The Output File Name option represents the location where the Windows Installer file will be placed when built and the name it will have. The default value for this property is \., where is a subdirectory for the selected configuration located in the project directory. defaults to the name of the project, and is .msi for Windows Installer applications and .msm for Windows Installer merge modules. You can alter the build path by clicking the Browse button and choosing a new build directory.

Package Files

The Package Files option determines how the output files for your solution will be packaged into the setup project. The default setting is to package output files in the setup file itself. This allows for the greatest level of compression and the lowest level of complexity, as all of the information needed to deploy your application is contained within a single file.
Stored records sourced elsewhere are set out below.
PR #89, opened 2023-05-28
David/66 downgrade balance logic

yenicelik:
Includes part of #84

- Creates a cache for the balance with TTL 120 seconds
- Cache (also for RPC keys) is invalidated if premium is downgraded, or if payment occurs


web3_proxy/src/app/mod.rs
```diff
@@ -74,6 +76,46 @@ pub static APP_USER_AGENT: &str = concat!(
...
+            UserTier::PrivateDemo => "PrivateDemo".to_owned(),
+            UserTier::EffectivelyUnlimited => "EffectivelyUnlimited".to_owned(),
+            UserTier::Unlimited => "Unlimited".to_owned(),
+            UserTier::PremiumOutOfFunds => "PremiumOutOfFunds".to_owned(),
+            UserTier::Premium => "Premium".to_owned(),
+        }
+    }
+}
+
+impl TryFrom<&str> for UserTier {
```
WyseNynja, line 103: Why do we need this? This seems incredibly fragile to me. If we wanted user tiers in code like this, we should just remove them entirely from the database. 

There are going to be a bunch of tiers created for specific users. We don't want to have to coordinate deploys with tier changes. 

This needs to work differently

web3_proxy/src/app/mod.rs
```diff
@@ -110,7 +152,7 @@ pub struct AuthorizationChecks {
     /// IMPORTANT! Once confirmed by a miner, they will be public on the blockchain!
     pub private_txs: bool,
     pub proxy_mode: ProxyMode,
-    pub balance: Option<Decimal>,
+    pub user_tier: UserTier,
```
WyseNynja, line 155: Why is this needed? We don't generally care about having the tier. We just want the limits, and those are already part of this cached data

web3_proxy/src/app/mod.rs
```diff
@@ -128,6 +170,7 @@ impl DatabaseReplica {
 
 /// Cache data from the database about rpc keys
 pub type RpcSecretKeyCache = Arc<CacheWithTTL<RpcSecretKey, AuthorizationChecks>>;
+pub type UserBalanceCache = Arc<CacheWithTTL<u64, Decimal>>; // Could also be an AtomicDecimal
```
WyseNynja, line 173: Other places we use the user id, we use NonZeroU64. I don't know how much that matters though

web3_proxy/src/frontend/authorization.rs
```diff
@@ -432,6 +441,7 @@ impl RequestMetadata {
             response_timestamp: 0.into(),
             start_instant: Instant::now(),
             stat_sender: app.stat_sender.clone(),
+            latest_balance: latest_balance.unwrap_or(Decimal::from(0)),
```
WyseNynja, line 444: I usually use `unwrap_or_default`

web3_proxy/src/frontend/authorization.rs
```diff
@@ -1083,6 +1093,34 @@ impl Web3ProxyApp {
         }
     }
 
+    /// Get the balance for the user.
+    ///
+    /// If a subuser calls this function, the subuser needs to have first attained the user_id that the rpc key belongs to.
+    /// This function should be called anywhere where balance is required (i.e. only rpc calls, I believe ... non-rpc calls don't really require balance)
+    pub(crate) async fn balance_checks(&self, user_id: u64) -> Web3ProxyResult<Decimal> {
+        // Downgrade the user if the balance is too low ...
```
WyseNynja, line 1101: Is this comment accurate? I don't see any downgrade logic here. It's just getting the balance, right?

web3_proxy/src/frontend/authorization.rs
```diff
@@ -1083,6 +1093,34 @@ impl Web3ProxyApp {
...
+                .get_or_insert_async(&user_id, async move {
+                    let db_replica = self
+                        .db_replica()
+                        .web3_context("Getting database connection")?;
+
+                    let balance = balance::Entity::find()
+                        .filter(balance::Column::UserId.eq(user_id))
+                        .one(db_replica.conn())
+                        .await?
+                        .expect("related balance")
```
WyseNynja, line 1115: Do not expect. There are tons of users in the db without balance rows and having this kind of expect was killing all of their requests before. This must be `unwrap_or_default`.

web3_proxy/src/frontend/authorization.rs
```diff
@@ -1186,6 +1206,44 @@ impl Web3ProxyApp {
...
+                        let user_model = user::Entity::find_by_id(rpc_key_model.user_id)
+                            .one(db_replica.conn())
+                            .await?
+                            .expect("related user");
+
+                        let balance = balance::Entity::find()
+                            .filter(balance::Column::UserId.eq(user_model.id))
+                            .one(db_replica.conn())
+                            .await?
+                            .expect("related balance")
```
WyseNynja, line 1219: No expect!

web3_proxy/src/frontend/authorization.rs
```diff
@@ -1186,6 +1206,44 @@ impl Web3ProxyApp {
...
+                            .available_balance;
+
+                        let mut user_tier_model =
+                            user_tier::Entity::find_by_id(user_model.user_tier_id)
+                                .one(db_replica.conn())
+                                .await?
+                                .expect("related user tier");
```
WyseNynja, line 1226: Don't expect. Use Anyhow::context and a `?`

web3_proxy/src/frontend/authorization.rs
```diff
@@ -1186,6 +1206,44 @@ impl Web3ProxyApp {
...
+                        if user_tier_model.title == UserTier::Premium.to_string()
+                            && balance < Decimal::from(10)
+                        {
+                            // Find the equivalent downgraded user tier, and modify limits from there
+                            if let Some(downgrade_user_tier) = user_tier_model.downgrade_tier_id {
+                                user_tier_model =
+                                    user_tier::Entity::find_by_id(downgrade_user_tier)
+                                        .one(db_replica.conn())
+                                        .await?
+                                        .expect("downgrade user tier for premium");
```
WyseNynja, line 1239: Don't expect. Use anyhow context.

web3_proxy/src/frontend/authorization.rs
```diff
@@ -1186,6 +1206,44 @@ impl Web3ProxyApp {
...
+                            } else {
+                                return Web3ProxyResult::Err(Web3ProxyError::InvalidUserTier);
+                            }
+                        }
+
+                        let user_tier = UserTier::try_from(user_tier_model.title.as_str())?;
```
WyseNynja, line 1245: This won't work when we have a bunch of custom tiers. We don't need a custom model. Why not just use the actual user_tier database object?

web3_proxy/src/frontend/errors.rs
```diff
@@ -459,6 +460,17 @@ impl Web3ProxyError {
                     },
                 )
             }
+            Self::InvalidUserTier => {
+                warn!("InvalidUserTier");
+                (
+                    StatusCode::INTERNAL_SERVER_ERROR,
+                    JsonRpcErrorData {
+                        message: Cow::Borrowed("UserTier is not valid!"),
+                        code: StatusCode::BAD_REQUEST.as_u16().into(),
```
WyseNynja, line 469: Is this an internal server error, or a bad request?

web3_proxy/src/frontend/users/payment.rs
```diff
@@ -413,60 +421,26 @@ pub async fn user_balance_post(
         // Check if the item is in the database. If it is not, then add it into the database
         let user_balance = balance::Entity::find()
             .filter(balance::Column::UserId.eq(recipient.id))
-            .one(&db_conn)
-            .await?;
+            .lock(LockType::Update)
+            .one(&txn)
+            .await?
+            .context("Could not find User balance, this should have been created when signing up the user!")?;
```
WyseNynja, line 427: For new users, sure. But old users won't have a row. Just default to 0

web3_proxy/src/frontend/users/payment.rs
```diff
@@ -413,60 +421,26 @@ pub async fn user_balance_post(
...
 
         // Get the premium user-tier
         let premium_user_tier = user_tier::Entity::find()
-            .filter(user_tier::Column::Title.eq("Premium"))
-            .one(&db_conn)
+            .filter(user_tier::Column::Title.eq(UserTier::Premium.to_string()))
```
WyseNynja, line 431: This will need to change to match my comments above.

web3_proxy/src/frontend/users/payment.rs
```diff
@@ -413,60 +421,26 @@ pub async fn user_balance_post(
...
-                active_user_balance.save(&txn).await?;
-                // txn.commit().await?;
-                // user_balance // .try_into_model().unwrap()
-            }
-        };
+        // Gotta add to the balance entry
+        // Should be atomic, because we do a write lock during the transaction
+        let mut active_user_balance = user_balance.clone().into_active_model();
+        active_user_balance.available_balance =
+            sea_orm::Set(user_balance.available_balance + amount);
```
WyseNynja, line 440: Because of how referral locking is happening, I don't think that "select for update" will work well anymore.

web3_proxy/src/frontend/users/payment.rs
```diff
@@ -477,9 +451,30 @@ pub async fn user_balance_post(
...
+            .await?;
+
         txn.commit().await?;
         debug!("Saved to db");
 
+        app.user_balance_cache
+            .remove(&user_balance.user_id.unwrap());
+
+        for rpc_key_entity in rpc_keys {
+            // TODO: Not sure which one was inserted, just delete both ...
```
WyseNynja, line 469: The whole point of this enum is that you don't need to know which was used. They both hash the same.

`.remove(&rpc_key_entity.secret_key.into())`

web3_proxy/src/frontend/users/subuser.rs
```diff
@@ -208,7 +208,7 @@ pub async fn modify_subuser(
 
     debug!("User tier is: {:?}", user_tier);
     // TODO: This shouldn't be hardcoded. Also, it should be an enum, not sth like this ...
-    if user_tier.id != 6 {
+    if UserTier::try_from(user_tier.title.as_str())? != UserTier::Premium {
```
WyseNynja, line 211: Don't require premium to create a referral. Only require it to actually get credits for referrals

web3_proxy/src/stats/stat_buffer.rs
```diff
@@ -186,7 +187,8 @@ impl StatBuffer {
                         self.chain_id,
                         db_conn,
                         key,
-                        self.rpc_secret_key_cache.as_ref(),
+                        self.rpc_secret_key_cache.clone(),
+                        self.user_balance_cache.clone(), // Is cloning the Cache ok
```
WyseNynja, line 191: Cloning is cheap, but you can probably just pass by reference here

WyseNynja (changes requested):

WyseNynja (changes requested):
Changes needed

web3_proxy/src/app/mod.rs
yenicelik: I removed this, there are snippets like `if user_tier.title.as_str() != "Premium" {` for which I thought it would be better to have a struct. I changed it back now, let me know if that's better.

web3_proxy/src/app/mod.rs
yenicelik: removed it, was an artefact of me playing around with the cache

web3_proxy/src/app/mod.rs
yenicelik: The database saves it as a u64 that why I was using it. I will change it to `NonZeroU64`, let's keep it consistent

web3_proxy/src/frontend/authorization.rs
yenicelik: no it's not, i removed it

web3_proxy/src/frontend/authorization.rs
yenicelik: i removed this logic completely, see other comments for (possible) minor implications

web3_proxy/src/frontend/errors.rs
yenicelik: it is currently called when there is no downgrade_tier_id (while it is required), so it should be an internal server error

web3_proxy/src/frontend/users/payment.rs
yenicelik: I was thinking that we should backfill all balances to 0 when applying the migrations. I think it would easier as we remove edge-cases and keep the data more uniform. What do you think?

web3_proxy/src/frontend/users/payment.rs
yenicelik: I changed it back to the previous (red) version

web3_proxy/src/frontend/users/payment.rs
yenicelik: I removed the locking for users, only kept it for the referral table. i will test it on the referral table

web3_proxy/src/frontend/users/payment.rs
yenicelik: ok, I am only using the .into() one. Was unsure about it before

web3_proxy/src/frontend/users/subuser.rs
yenicelik: I will open a new issue for this

web3_proxy/src/stats/stat_buffer.rs
yenicelik: looks like it's got to be a clone

web3_proxy/src/bin/web3_proxy_cli/migrate_stats_to_v2.rs
```diff
@@ -169,6 +172,8 @@ impl MigrateStatsToV2 {
 
                     let request_ulid = Ulid::new();
 
+                    let latest_balance = Arc::new(AtomicF64::from(0.));
```
WyseNynja, line 175: lets just try it as a Decimal in a lock for now. If its a problem, we can come back to atomics

web3_proxy/src/frontend/admin.rs
```diff
@@ -137,29 +136,14 @@ pub async fn admin_increase_balance(
...
-                    // ),
-                    // (
-                    //     balance::Column::UserId,
-                    //     Expr::col(balance::Column::UserId).add(self.no_servers),
-                    // ),
-                ])
+                .values([(
+                    balance::Column::AvailableBalance,
+                    Expr::col(balance::Column::AvailableBalance).add(amount),
+                )])
```
WyseNynja, line 142: https://github.com/llamanodes/web3-proxy/pull/84#discussion_r1210950758

web3_proxy/src/frontend/authorization.rs
```diff
@@ -417,6 +425,11 @@ impl RequestMetadata {
             }
         }
 
+        // Fetch the balance from the cache
+        let latest_balance = match NonZeroU64::try_from(authorization.checks.user_id) {
+            Err(_) => Arc::new(AtomicF64::from(0.)),
+            Ok(x) => app.user_balance_cache.get(&x).unwrap_or_default(),
```
WyseNynja, line 431: I don't think `get` is the right thing here. if the cache entry gets evicted before this get is called, then a user with an actual balance might see `0` here. Maybe we want to call `balance_checks` here and use its return? Or maybe `get_or_insert_async` would work?

web3_proxy/src/frontend/authorization.rs
```diff
@@ -1084,6 +1098,39 @@ impl Web3ProxyApp {
...
 
+    /// Get the balance for the user.
+    ///
+    /// If a subuser calls this function, the subuser needs to have first attained the user_id that the rpc key belongs to.
+    /// This function should be called anywhere where balance is required (i.e. only rpc calls, I believe ... non-rpc calls don't really require balance)
+    pub(crate) async fn balance_checks(&self, user_id: u64) -> Web3ProxyResult<Arc<AtomicF64>> {
+        if user_id == 0 {
+            return Ok(Arc::new(AtomicF64::from(0.)));
+        }
+        match NonZeroU64::try_from(user_id) {
```
WyseNynja, line 1109: this is redundant. the only time a NoneZeroU64 will error is if its 0. i'd delete 1106-08 and keep this match.

web3_proxy/src/frontend/authorization.rs
```diff
@@ -1084,6 +1098,39 @@ impl Web3ProxyApp {
...
+                    .get_or_insert_async(&x, async move {
+                        let db_replica = self
+                            .db_replica()
+                            .web3_context("Getting database connection")?;
+
+                        let balance: Decimal = balance::Entity::find()
+                            .filter(balance::Column::UserId.eq(user_id))
+                            .one(db_replica.conn())
+                            .await?
+                            .context("did not find related balance")?
```
WyseNynja, line 1122: if there is no related balance, default to 0.

web3_proxy/src/frontend/authorization.rs
```diff
@@ -1084,6 +1098,39 @@ impl Web3ProxyApp {
...
+                            .available_balance;
+
+                        Ok(Arc::new(AtomicF64::from(balance.to_f64().context(
+                            "Balance is too high, or too low to turn into a float!",
```
WyseNynja, line 1126: as mentioned above, lets try an `Arc<tokio::sync::RwLock<Decimal>>` for now

web3_proxy/src/frontend/authorization.rs
```diff
@@ -1187,8 +1234,43 @@ impl Web3ProxyApp {
...
+                            .one(db_replica.conn())
+                            .await?
+                            .context("user model was not found, but every rpc_key should have a user")?;
+
+                        let balance = balance::Entity::find()
+                            .filter(balance::Column::UserId.eq(user_model.id))
+                            .one(db_replica.conn())
+                            .await?
+                            .context("related balance was not found but every user should have a balance")?
+                            .available_balance;
```
WyseNynja, line 1248: with so many legacy users, I don't think this is true. default to 0

```
.await?.map(|x| x.available_balance).unwrap_or_default();
```

web3_proxy/src/frontend/authorization.rs
```diff
@@ -1187,8 +1234,43 @@ impl Web3ProxyApp {
...
+
+                        let mut user_tier_model =
+                            user_tier::Entity::find_by_id(user_model.user_tier_id)
+                                .one(db_replica.conn())
+                                .await?
+                                .context("related user tier not found, but every user should have a tier")?;
+
+                        // TODO: Do the logic here, as to how to treat the user, based on balance and initial check
+                        // Clear the cache (not the login!) in the stats if a tier-change happens (clear, but don't modify roles)
+                        if user_tier_model.title == "Premium" && balance < Decimal::from(10) {
```
WyseNynja, line 1258: Lets do `if user_tier_model.downgrade_tier_id.is_some() && balance < Decimal::from(0.01)` (or instead of `balance <= 0.01`, do `deposits <= spend`)

Requiring a $10 minimum deposit but then de-activating the account at $10 is probably not what we want. If a user runs a tiny bit negative, I don't think its much of a problem.

web3_proxy/src/frontend/authorization.rs
```diff
@@ -1187,8 +1234,43 @@ impl Web3ProxyApp {
...
+                            // Find the equivalent downgraded user tier, and modify limits from there
+                            if let Some(downgrade_user_tier) = user_tier_model.downgrade_tier_id {
+                                user_tier_model =
+                                    user_tier::Entity::find_by_id(downgrade_user_tier)
+                                        .one(db_replica.conn())
+                                        .await?
+                                        .context("finding the downgrade user tier for premium did not work for premium")?;
+                            } else {
+                                return Web3ProxyResult::Err(Web3ProxyError::InvalidUserTier);
```
WyseNynja, line 1267: i don't think we want an error if this happens. they are just part of a tier that doesn't have downgrades enabled. There will definitely be accounts like that (unlimited accounts used for internal things like L2 syncing)

web3_proxy/src/frontend/errors.rs
WyseNynja: ok. the code should change from BAD_REQUEST to INTERNAL_SERVER_ERROR

But downgrade_tier_id is not required, so I think we can just delete this error

WyseNynja (changes requested):

web3_proxy/src/frontend/authorization.rs
yenicelik: done

web3_proxy/src/frontend/authorization.rs
yenicelik: done

web3_proxy/src/frontend/authorization.rs
yenicelik: It turns out i didnt need that code segment, I deleted it. may lead to merge conflicts with #84 but thats ok

web3_proxy/src/frontend/authorization.rs
yenicelik: this segment is within an if-else branch that assumes `if user_tier_model.title == "Premium" && balance < Decimal::from(10) {`. I think we do want it to error in this case

web3_proxy/src/frontend/admin.rs
yenicelik: The origin of this code snippet is from the other PR, so I will resolve this comment here

web3_proxy/src/bin/web3_proxy_cli/migrate_stats_to_v2.rs
yenicelik: ok, changing it now. Just for the record, it will be a Arc<RwLock<Decimal>>

web3_proxy/src/frontend/authorization.rs
yenicelik: implementing this

web3_proxy/src/frontend/authorization.rs
yenicelik: that makes sense, added this

web3_proxy/src/frontend/authorization.rs
yenicelik: ok I changed a bunch, specifically getting items from the cache.

web3_proxy/src/stats/mod.rs
```diff
@@ -224,26 +232,14 @@ impl BufferedRpcQueryStats {
...
+    async fn _save_db_stats(
+        &self,
         chain_id: u64,
         db_conn: &DatabaseConnection,
-        key: RpcQueryKey,
+        key: &RpcQueryKey,
         rpc_secret_key_cache: RpcSecretKeyCache,
         user_balance_cache: UserBalanceCache,
     ) -> Web3ProxyResult<()> {
-        if key.response_timestamp == 0 {
```
WyseNynja, line 233: This is a safety check, so I think we want to keep this. Though I suppose it could be a debug_assert

web3_proxy/src/stats/mod.rs
```diff
@@ -328,197 +324,335 @@ impl BufferedRpcQueryStats {
...
+                self
+            )));
+        }
+
+        // First of all, save the statistics to the database:
+        self._save_db_stats(
+            chain_id,
+            db_conn,
+            &key,
+            rpc_secret_key_cache.clone(),
```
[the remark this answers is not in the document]
yenicelik: Yes indeed, I changed it

web3_proxy/src/stats/mod.rs
```diff
@@ -328,197 +324,335 @@ impl BufferedRpcQueryStats {
...
-        *latest_balance = *latest_balance - self.sum_credits_used;
+        *latest_balance = *latest_balance + deltas.sender_available_balance_delta;
         if *latest_balance < Decimal::from(0) {
             *latest_balance = Decimal::from(0);
         }
 
         // Also check if the referrer is premium (thought above 10$ will always be treated as premium at least)
         // Should only refresh cache if the premium threshold is crossed
-        if balance_before >= self.sum_credits_used && *latest_balance < self.sum_credits_used {
+        if balance_before > Decimal::from(0) && *latest_balance == Decimal::from(0) {
```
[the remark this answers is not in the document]
yenicelik: So i think this snipper makes more sense when you check this line here: https://github.com/llamanodes/web3-proxy/pull/89/files/dd188a8473e165ca6847d17b82187ee22a58c75c..61d764545229d0f1bdba4b1065e77d0057ec6757#diff-2a86e780e3d3f3d9b9eea5a64ae983154c999af874920e336a1dace03e0b3dceR549 

Basically we remove the key from the cache when the user runs out of usable balance. 

I suppose in a next iteration we will replace this by "total_credits_used" and "total_credits_deposited", in which your logic would hold. 

In other words also, this snippet is used to determine whether the cache should be cleared (to make the tier an OutOfFunds tier, for example)

Let me know if you see anything off with this

web3_proxy/src/stats/mod.rs
yenicelik: just to confirm, you want to put this into _save_db_stats()?

Right now, my code shows me this: 
```
async fn save_db(
        self,
        chain_id: u64,
        db_conn: &DatabaseConnection,
        key: RpcQueryKey,
        rpc_secret_key_cache: &RpcSecretKeyCache,
        user_balance_cache: &UserBalanceCache,
    ) -> Web3ProxyResult<()> {
        if key.response_timestamp == 0 {
            return Err(Web3ProxyError::Anyhow(anyhow!(
                "no response_timestamp! This is a bug! {:?} {:?}",
                key,
                self
            )));
        }

        // First of all, save the statistics to the database:
        self._save_db_stats(
            chain_id,
            db_conn,
            &key,
            rpc_secret_key_cache,
            user_balance_cache,
        )
        .await?;
        ```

In some cases, however, you might want to package your application in Cabinet (CAB) files. When you package your output into CAB files, you can choose the size of the CAB files you produce. This can be useful if you have a size limitation for your output files. For example, if you plan to distribute your application on floppy disks, you would want to package your output files into CAB files and set the CAB file size (see the next section) to 1440 KB. You could then copy the resulting CAB files to floppy disks.

Another option for this property is to package your output in loose, uncompressed files. If this option is chosen, no compression is applied, and the project output files are simply copied to the same directory as the MSI file.

CAB Size

If you choose to package your files in CAB files, the CAB Size property becomes enabled. You can choose between two options for this property. Choosing Unlimited causes the setup project to create a single CAB file that contains all of your project output. If you choose Custom, you can specify the maximum size of your CAB files. This is particularly useful if you are planning to distribute your application on floppy disks or other removable media.

Bootstrapper

The Bootstrapper option allows you to specify whether or not to generate a boot-strapping application along with your setup project. A bootstrapping application is used to install Windows Installer 1.5 to the target machine before your application is installed. Windows Installer 1.5 is the default version of Installer for Windows XP. If you choose to create a bootstrapping application, your setup project will generate additional files that will be used by your setup application to install Windows Installer 1.5 when necessary.

Any deployment to Windows XP will not require the use of a bootstrapping application. If you are deploying to a prior version of Windows, you will need to run the bootstrapping application the first time a Windows Installer project is used.

If you are only planning to deploy your application to machines running Windows XP or machines that have already had Windows Installer 1.5 installed, you can choose None to generate no bootstrapping application.

Otherwise, you would choose Windows Installer Bootstrapper for most distribution plans. Choosing Windows Installer causes four additional files to be generated and placed in the Build directory.

If you are planning to make your application downloadable from the Web, however, you should choose the Web Bootstrapper option. Choosing Web Bootstrapper will cause three additional files to be generated and placed in your output folder.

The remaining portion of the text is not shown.